Asked specifically whether Cook quits apps to save battery and if it's truly "necessary for battery life," Federighi jumped in with a concise "no and no." Although far from an official condemnation of the force quit belief by Apple, it is the most the company has directly said about the myth in the six years since multitasking became available in iOS 4.

multitasking-battery-email.jpg
Image via 9to5Mac


The simplistic nature of swiping apps off of the multitasking landing pad, and subsequently "quitting" them, helped create a widespread belief that an iPhone's battery could be preserved for a little longer. But as many have pointed out over the years, doing so could in fact do the complete opposite: you could be shortening the battery life of your iPhone.

A few exceptions can be made to certain processes, but for the most part when an app is pushed into the background it becomes completely frozen and ceases to use any of an iPhone's battery power. As relayed by a former Genius Bar technician, Scotty Loveless, force quitting an app purges all of its code from the RAM of the iPhone, requiring it to be re-loaded upon the next time you visit the app.

If it's an app you're going to often -- a weather or traffic experience, for example -- all of the forced closing and re-opening actually can worsen the life of an iPhone. Exceptions can be made by toggling off a feature called "Background App Refresh," which the Facebook app was found to be suspiciously circumventing in recent months, but in all other occurrences the process of force quitting each app to prolong battery life is erroneous.
Plus, iOS closes apps automatically as it needs more memory, so you're doing something your device is already doing for you. You are meant to be the user of your device, not the janitor.

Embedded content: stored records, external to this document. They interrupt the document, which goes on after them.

PR #4571, opened 2024-01-24
Adding Claims challenge exception and error messages

### LINKED ISSUE #4496: [Bug] Improve logging and error message when the web api receives claim challenge
### Library version used

4.58.0

### .NET version

all

### Scenario

None

Better logs and error message is needed to guide app developers to implement OBO correctly when it comes to claims challenges, MFA etc. Note that exception messages are not logged by default, so please treat this case. 

See https://portal.microsofticm.com/imp/v3/incidents/incident/457725369/summary for confused app developers 

I propose changes as follows: 

1. If error code is `invalid_grant` and Claims are present and this is an OBO flow If response contains Claims, log and throw non-pii exception with clear message to https://learn.microsoft.com/en-us/entra/msal/dotnet/acquiring-tokens/web-apps-apis/on-behalf-of-flow#handling-multi-factor-auth-mfa-conditional-access-and-incremental-consent
2. If it's not an OBO flow but Claims are present, add a helper message and a link to https://learn.microsoft.com/en-us/entra/msal/dotnet/advanced/exceptions/msal-error-handling#conditional-access-and-claims-challenges

Alternative: create an `MsalClaimsChallengeException` that derives from `MsalUiRequiredException` to make it more clear that Claims are present.

CC @localden @neha-bhargava 

### Relevant code snippets

_No response_

### Expected behavior

_No response_

### Identity provider

### Regression

_No response_

### Solution and workarounds

_No response_

trwalke:
Fixes #4496

Adding MsalClaimsChallengeException
Updating error messages for claims challenge with OBO

**Testing**
Unit

**Performance impact**

**Documentation**


src/client/Microsoft.Identity.Client/MsalServiceExceptionFactory.cs
```diff
@@ -221,5 +229,18 @@ private static bool IsInvalidGrantSubError(string subError)
 
             return !s_nonUiSubErrors.Contains(subError);
         }
+
+
+        private static string UpdateExceptionForClaimsChallenge(string message, ApiIds apiId)
```
bgavrilMS, line 234: I don't think the exception factory should know about OBO. The OBO flow is better suited to massage the exception message.

Alternatively, provide a general purpose message / link to docs where you can clarify how Claims are handled: 

- in a web app, challenge the user. Ensure the challenge contains the claims, for example by including the Claims string in the authorization URI as a parameter
- in a web api .... 
- in client_credentials and managed identity use WithClaims
- in desktop / mobile apps, call AcquireTokenSilent / AcquireTokenInteractive and change them WithClaims

src/client/Microsoft.Identity.Client/MsalServiceExceptionFactory.cs
```diff
@@ -34,6 +37,11 @@ internal class MsalServiceExceptionFactory
                 {
                     ex = new MsalUiRequiredException(errorCode, MsalErrorMessage.AadThrottledError, innerException);
                 }
+                else if (oAuth2Response.Claims != null)
```
bgavrilMS, line 40: I don't see why the throttled exception can't have Claims. It looks like just the error message is different.

tests/Microsoft.Identity.Test.Common/TestConstants.cs
```diff
@@ -161,6 +161,7 @@ public static HashSet<string> s_scope
...
         public const string ClaimWithAdditionalKeyAndAccessKey = @"{""some_other_key"":{""nbf"":{""essential"":true,""value"":""1701477303""},""additional_claim"":{""key"":""value""},""new_claim"":{""new_key"":""new_value""}},""access_token"":{""nbf"":{""essential"":true,""value"":""1701477303""},""additional_claim"":{""key"":""value""},""new_claim"":{""new_key"":""new_value""}}}";
         public const string MergedJsonClaimWithAdditionalKeyAndAccessKey = @"{""access_token"":{""xms_cc"":{""values"":[""cp1"",""cp2""]},""nbf"":{""essential"":true,""value"":""1701477303""},""additional_claim"":{""key"":""value""},""new_claim"":{""new_key"":""new_value""}},""some_other_key"":{""nbf"":{""essential"":true,""value"":""1701477303""},""additional_claim"":{""key"":""value""},""new_claim"":{""new_key"":""new_value""}}}";
+        public const string GenericClaims = "some_claims";
```
bgavrilMS, line 164: Better to have this in JSON format.

src/client/Microsoft.Identity.Client/MsalClaimsChallengeException.cs
```diff
@@ -0,0 +1,107 @@
...
+using static Microsoft.Identity.Client.TelemetryCore.Internal.Events.ApiEvent;
+
+namespace Microsoft.Identity.Client
+{
+    /// <summary>
+    /// This exception indicates that claims have been returned from the endpoint that need to be resolved. This can be achieved by using them in the next authentication request.
+    /// See https://learn.microsoft.com/en-us/entra/msal/dotnet/advanced/exceptions/msal-error-handling#conditional-access-and-claims-challenges
+    /// See https://learn.microsoft.com/en-us/entra/msal/dotnet/acquiring-tokens/web-apps-apis/on-behalf-of-flow#handling-multi-factor-auth-mfa-conditional-access-and-incremental-consent
+    /// </summary>
+    internal class MsalClaimsChallengeException : MsalServiceException
```
bgavrilMS, line 19: Why internal?

bgavrilMS (commented):
See if you can decouple OBO logic out of the ExceptionFactory (Single Responsability Principle)
MsalClaimsChallengeException should be public?

src/client/Microsoft.Identity.Client/MsalServiceExceptionFactory.cs
trwalke: Decided to go with a generic message to remove OBO coupling

tests/Microsoft.Identity.Test.Common/TestConstants.cs
trwalke: The claims challenge comes in as a encoded JSON value rather than a direct JSON string.
See https://learn.microsoft.com/en-us/entra/identity-platform/claims-challenge?tabs=dotnet#claims-challenge-header-format

bgavrilMS (approved):

bgavrilMS (approved):

src/client/Microsoft.Identity.Client/MsalServiceExceptionFactory.cs
```diff
@@ -30,13 +30,21 @@ internal class MsalServiceExceptionFactory
...
             {
+                var errorMessageToUse = errorMessage;
+
                 if (IsThrottled(oAuth2Response))
                 {
-                    ex = new MsalUiRequiredException(errorCode, MsalErrorMessage.AadThrottledError, innerException);
+                    errorMessageToUse = MsalErrorMessage.AadThrottledError;
+                }
+
+                if (oAuth2Response.Claims != null)
```
SimonCropp, line 40: invert the if. less negation is easier to reason about

src/client/Microsoft.Identity.Client/MsalErrorMessage.cs
```diff
@@ -457,5 +457,6 @@ public static string InvalidTokenProviderResponseValue(string invalidValueName)
...
         public const string JsonParseErrorMessage = "There was an error parsing the response from the token endpoint, see inner exception for details. Verify that your app is configured correctly. If this is a B2C app, one possible cause is acquiring a token for Microsoft Graph, which is not supported. See https://aka.ms/msal-net-up";
         public const string SetCiamAuthorityAtRequestLevelNotSupported = "Setting the CIAM authority (ex. \"{tenantName}.ciamlogin.com\") at the request level is not supported. The CIAM authority must be set during application creation";
+        public const string ClaimsChallenge = "The error returned contains a claims challenge. For additional info on how to handle claims related to multi-factor auth, conditional access and incremental consent, please see https://aka.ms/msal-conditional-access-claims. If you are using the On-behalf-of flow, please see https://aka.ms/msal-conditional-access-claims-obo";
```
pmaytak, line 460:
```suggestion
        public const string ClaimsChallenge = "The error returned contains a claims challenge. For additional info on how to handle claims related to multifactor authentication, conditional access, and incremental consent, see https://aka.ms/msal-conditional-access-claims. If you are using the On-Behalf-Of flow, see https://aka.ms/msal-conditional-access-claims-obo";

```

src/client/Microsoft.Identity.Client/MsalServiceExceptionFactory.cs
```diff
@@ -30,13 +30,21 @@ internal class MsalServiceExceptionFactory
...
+                {
+                    errorMessageToUse = UpdateExceptionForClaimsChallenge(errorMessageToUse);
+                    ex = new MsalClaimsChallengeException(errorCode, errorMessageToUse, innerException);
```
pmaytak, line 43: What is the reason for creating a new exception class for this? Is it actually needed?

I feel like it's cleaner and simpler if we keep the current exceptions and just add an extra message with aka.ms links to it. 

[Here](https://learn.microsoft.com/en-us/entra/msal/dotnet/acquiring-tokens/web-apps-apis/on-behalf-of-flow#the-web-api-replies-with-401--www-authenticate) we say MsalUiRequiredEx has the Claims property and [here](https://learn.microsoft.com/en-us/entra/msal/dotnet/advanced/exceptions/msal-error-handling#conditional-access-and-claims-challenges, it's MsalServiceEx with claims and now we add a third exception type. I think people will still catch the parent level exception anyway.

I see that the new exception is more specific, I just wonder if the increase in the public API is a net benefit, compared to just adding to the error message.

trwalke: This scenario seems to be a huge pain for a lot of customers so the goal is to try to be as specific as possible. Adding a new message and updating documentation will be a stronger indication to customers that this is not just another service exception, but something that should be acted on. While it is a bit redundant, it may make things more apparent for some customers. 

Thoughts @bgavrilMS @localden ?

bgavrilMS: It's a fair point. There are 2 reasons for this: 

1. "UIRequiredException" is not a good name because this also occurs for S2S (and soon MSI) as well. It's wierd to get "UiRequiredException" for AcquierTokenForClient or AcquireTokenForMsi

2. The more obvs type name should (hopefully) encourage ppl to use the Claims. Note that ADAL had the same concept (AdalClaimsChallengeException).

gladjohn: We just removed `MSALManagedIdentityException` as it was not a good fit, and ended up using `MsalServiceException`, I understand that claims challenge in S2S scenario does not fit into both `Service` or `UiRequired` exceptions, but instead of adding a new exception class just for claims, would be nice to have a more generalized exception class for continuous access evaluation (CAE) or conditional access (CA) or any other such cases in the future.

bgavrilMS: @trwalke - let's discuss this with the team and @localden - and maybe create a simple class diagram to show the inheritance chain. The reason we removed `MSALManagedIdentityException` is that it was complicating the inheritance chain with a new branch.

src/client/Microsoft.Identity.Client/MsalErrorMessage.cs
```diff
@@ -457,6 +457,7 @@ public static string InvalidTokenProviderResponseValue(string invalidValueName)
...
         public const string SetCiamAuthorityAtRequestLevelNotSupported = "Setting the CIAM authority (ex. \"{tenantName}.ciamlogin.com\") at the request level is not supported. The CIAM authority must be set during application creation";
-        public const string ClaimsChallenge = "The error returned contains a claims challenge. For additional info on how to handle claims related to multi-factor auth, conditional access and incremental consent, please see https://aka.ms/msal-conditional-access-claims. If you are using the On-behalf-of flow, please see https://aka.ms/msal-conditional-access-claims-obo";
+        public const string ClaimsChallenge = "The error returned contains a claims challenge. For additional info on how to handle claims related to multifactor authentication, conditional access, and incremental consent, see https://aka.ms/msal-conditional-access-claims. If you are using the On-Behalf-Of flow, see https://aka.ms/msal-conditional-access-claims-obo";
```
localden, line 460:
```suggestion
        public const string ClaimsChallenge = "The returned error contains a claims challenge. For additional info on how to handle claims related to multifactor authentication, Conditional Access, and incremental consent, see https://aka.ms/msal-conditional-access-claims. If you are using the On-Behalf-Of flow, see https://aka.ms/msal-conditional-access-claims-obo.";
```

localden (changes requested):

src/client/Microsoft.Identity.Client/MsalServiceExceptionFactory.cs
localden: @trwalke @bgavrilMS let's discuss this during the Customer Trust sync this Thursday.

src/client/Microsoft.Identity.Client/Internal/Logger/LoggerHelper.cs
```diff
@@ -126,6 +126,11 @@ internal static string GetPiiScrubbedExceptionDetails(Exception ex)
                     sb.AppendLine("=== End of inner exception stack trace ===");
                 }
 
+                if (ex.Message.Contains(MsalErrorMessage.ClaimsChallenge))
```
pmaytak, line 129:
```suggestion
                if (ex is MsalClaimsChallengeException))
```

src/client/Microsoft.Identity.Client/MsalClaimsChallengeException.cs
```diff
@@ -0,0 +1,107 @@
...
+using System.Threading.Tasks;
+using Microsoft.Identity.Client.TelemetryCore.Internal.Events;
+using static Microsoft.Identity.Client.TelemetryCore.Internal.Events.ApiEvent;
+
+namespace Microsoft.Identity.Client
+{
+    /// <summary>
+    /// This exception indicates that claims have been returned from the endpoint that need to be resolved. This can be achieved by using them in the next authentication request.
+    /// See https://learn.microsoft.com/en-us/entra/msal/dotnet/advanced/exceptions/msal-error-handling#conditional-access-and-claims-challenges
+    /// See https://learn.microsoft.com/en-us/entra/msal/dotnet/acquiring-tokens/web-apps-apis/on-behalf-of-flow#handling-multi-factor-auth-mfa-conditional-access-and-incremental-consent
```
pmaytak, line 17: These can be put into an href, so they're clickable.
https://github.com/AzureAD/microsoft-authentication-library-for-dotnet/blob/57e840463445e5760b49388a5b3ba0af27eb94e2/src/client/Microsoft.Identity.Client/LogLevel.cs#L8

src/client/Microsoft.Identity.Client/MsalErrorMessage.cs
pmaytak: There should be a space between a link and a period. `https://aka.ms/msal-conditional-access-claims-obo .` Otherwise, some pages (like the API reference) end up rendering the period as part of the link.

src/client/Microsoft.Identity.Client/MsalServiceExceptionFactory.cs
```diff
@@ -30,13 +30,21 @@ internal class MsalServiceExceptionFactory
 
             if (IsInvalidGrant(oAuth2Response?.Error, oAuth2Response?.SubError) || IsInteractionRequired(oAuth2Response?.Error))
             {
+                var errorMessageToUse = errorMessage;
+
                 if (IsThrottled(oAuth2Response))
                 {
-                    ex = new MsalUiRequiredException(errorCode, MsalErrorMessage.AadThrottledError, innerException);
+                    errorMessageToUse = MsalErrorMessage.AadThrottledError;
```
pmaytak, line 37: Set the `errorMessage` and reuse? 
```suggestion
                    errorMessage = MsalErrorMessage.AadThrottledError;
```

tests/Microsoft.Identity.Test.Unit/PublicApiTests/LoggerTests.cs
```diff
@@ -369,6 +370,44 @@ public async Task NullExternalMsalLoggerTestAsync()
 
         }
 
+        [TestMethod]
+        [DataRow(true)]
+        [DataRow(false)]
+        public async Task ClaimsChallengeErrorLogging_TestAsync(bool piiLogging)
```
pmaytak, line 376: nit: Don't need to add Async to tests anymore.

```suggestion
        public async Task ClaimsChallengeErrorLogging_Test(bool piiLogging)
```

tests/Microsoft.Identity.Test.Unit/PublicApiTests/LoggerTests.cs
```diff
@@ -369,6 +370,44 @@ public async Task NullExternalMsalLoggerTestAsync()
...
+                TestIdentityLogger testLogger = new TestIdentityLogger();
+                StringBuilder stringBuilder;
+
+                var appBuilder = ConfidentialClientApplicationBuilder
+                    .Create(TestConstants.ClientId)
+                    .WithClientSecret("secret")
+                    .WithHttpManager(httpManager);
+
+                    stringBuilder = testLogger.StringBuilder;
+                    appBuilder.WithExperimentalFeatures()
```
pmaytak, line 389: Not needed?

pmaytak (approved):
Approved with suggestions.

bgavrilMS:
@trwalke - do you plan to discuss this further? I think we should proceed with updating the message and to leave out the new exception, as that seems to be controversial.

src/client/Microsoft.Identity.Client/MsalClaimsChallengeException.cs
```diff
@@ -0,0 +1,107 @@
...
+    /// </summary>
+    public class MsalClaimsChallengeException : MsalServiceException
```
neha-bhargava, line 19:
```suggestion
    public class MsalClaimsChallengeException : MsalUiRequiredException
```

neha-bhargava (changes requested):
As discussed, inherit from `MsalUiRequiredException` to avoid breaking changes.

src/client/Microsoft.Identity.Client/MsalClaimsChallengeException.cs
localden: Also, as @pmaytak mentioned in the meeting, remove the `/en-us/` identifiers - locales are auto-inferred when the customer navigates to the page.

src/client/Microsoft.Identity.Client/MsalErrorMessage.cs
localden: Updated the comment @pmaytak - good catch.

localden (changes requested):

src/client/Microsoft.Identity.Client/MsalServiceExceptionFactory.cs
trwalke: Why should I do this? errorMessage  is an incoming parameter

PR #4586, opened 2024-01-29
reduce allocs in TryCreateDeviceAuthChallengeResponse

SimonCropp:
* avoids a double call to `DeviceAuthJWTResponse.GetResponseToSign` which does serializarion, concat and encoding
 * changes to FormatResponseHeader to avoid 2 allocs


bgavrilMS (approved):
This is nice, but not in the hot path.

The truth is, those apps in your multitasking menu are not running in the background at all: iOS freezes them where you last left the app so that it's ready to go if you go back.

Unless you have enabled Background App Refresh, your apps are not allowed to run in the background unless they are playing music, using location services, recording audio, or the sneakiest of them all: checking for incoming VOIP calls , like Skype. All of these exceptions, besides the latter, will put an icon next to your battery icon to alert you it is running in the background.
In the case of the Facebook app, the company's mobile app was discovered to be the cause behind cases of dramatic battery drain, even when Background App Refresh was turned completely off. The social network site eventually implemented a fix for the problem, citing the major culprits as "CPU spin" in the app's code and silent background audio continuing to emanate from the service's auto-play videos after the app was closed.

That was a rare case, however, and users should stick closer to Federighi's succinct advice today instead of continuing to put long-term strain on the smartphone. If you're ever really concerned about daily battery usage, Apple offers a simple but useful tool to keep on top of things. Go to Settings > Battery > and scroll down to Battery Usage. "Last 24 Hours" and "Last 7 Days" can give you a full picture at where the heaviest-hitting battery life apps are coming from.

You can also restrict specific app access to Background App Refresh -- or turn it off altogether, although that can drastically hinder certain apps' key features -- in Settings > General > Background App Refresh.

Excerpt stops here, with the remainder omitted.